PR #2029, opened 2024-09-11
feat: add Ed25519Signature2020 support

dbluhm:
This is a somewhat naive implementation of adding Ed25519Signature2020 support to the W3cCredentialsModule. Feedback is most welcome and any direction you'd be willing to offer on what other things are required to get this to a merge-able state would be appreciated.

### DIFF
--- a/packages/core/src/modules/vc/data-integrity/signature-suites/ed25519/Ed25519Signature2020.ts
+++ b/packages/core/src/modules/vc/data-integrity/signature-suites/ed25519/Ed25519Signature2020.ts
@@ -1,0 +1,236 @@
+import type { DocumentLoader, JsonLdDoc, Proof, VerificationMethod } from '../../jsonldUtil'
+import type { JwsLinkedDataSignatureOptions } from '../JwsLinkedDataSignature'
+
+import { MultiBaseEncoder, TypedArrayEncoder } from '../../../../../utils'
+import { CREDENTIALS_CONTEXT_V1_URL, SECURITY_CONTEXT_URL } from '../../../constants'
+import { _includesContext } from '../../jsonldUtil'
+import jsonld from '../../libraries/jsonld'
+import { JwsLinkedDataSignature } from '../JwsLinkedDataSignature'
+
+import { ED25519_SUITE_CONTEXT_URL_2020 } from './constants'
+import { ed25519Signature2020Context } from './context2020'
+
+type Ed25519Signature2020Options = Pick<
+  JwsLinkedDataSignatureOptions,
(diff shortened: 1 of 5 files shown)


packages/core/src/modules/vc/data-integrity/signature-suites/ed25519/Ed25519Signature2020.ts
```diff
@@ -0,0 +1,239 @@
...
+      documentLoader: options.documentLoader,
+    })
+
+    // convert Ed25519VerificationKey2020 to Ed25519VerificationKey2018
+    if (_isEd2020Key(verificationMethod) && _includesEd2020Context(verificationMethod)) {
+      // -- convert multibase to base58 --
+      let publicKeyBuffer = MultiBaseEncoder.decode(verificationMethod.publicKeyMultibase).data
+      if ((verificationMethod.publicKeyMultibase as string).startsWith('z6Mk')) {
+        publicKeyBuffer = publicKeyBuffer.slice(2)
+      }
```
TimoGlastra, line 101: We have better tools to convert from multibase to base58:

(from fingerprint is not the best name and we should change that, but it does mutlibase decoding and handles the prefix for multiple key types with differeing prefix lengths)

```
Key.fromFingerprint(verificationMethod.publicKeyMultibase).publicKeyBase58
```

TimoGlastra (changes requested):
Nice! Thanks for this. One suggestion on the key transformation

packages/core/src/modules/vc/data-integrity/signature-suites/ed25519/Ed25519Signature2020.ts
dbluhm: Thanks! What are your thoughts on whether we have to be defensive here and check for whether the multicodec is present? My memory of the specs lead me to go the defensive approach but going back to the spec (https://www.w3.org/community/reports/credentials/CG-FINAL-di-eddsa-2020-20220724/#ed25519verificationkey2020), it looks like multicodec is explicitly required now. I might just be remembering wrong or thinking of a different spec that was more vague.

For contrast, in ACA-Py, we are currently taking the defensive approach.

TimoGlastra: Hmm I know they changed it for old verification methods, which I thought was not possible (in my assumption Ed25519VerificationKey2018 would ALWAYS use publicKeyBase58). So I'm not wondering whether we should have a way more generic approach to extract the key material from a verification method?

TimoGlastra (approved):

TimoGlastra:
Thanks 🙌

# Work instruction
Whenever a line of the data above includes the word "import", copy that line.

# Final answer
+import type { DocumentLoader, JsonLdDoc, Proof, VerificationMethod } from '../../jsonldUtil'
+import type { JwsLinkedDataSignatureOptions } from '../JwsLinkedDataSignature'
+import { MultiBaseEncoder, TypedArrayEncoder } from '../../../../../utils'
+import { CREDENTIALS_CONTEXT_V1_URL, SECURITY_CONTEXT_URL } from '../../../constants'
+import { _includesContext } from '../../jsonldUtil'
+import jsonld from '../../libraries/jsonld'
+import { JwsLinkedDataSignature } from '../JwsLinkedDataSignature'
+import { ED25519_SUITE_CONTEXT_URL_2020 } from './constants'
+import { ed25519Signature2020Context } from './context2020'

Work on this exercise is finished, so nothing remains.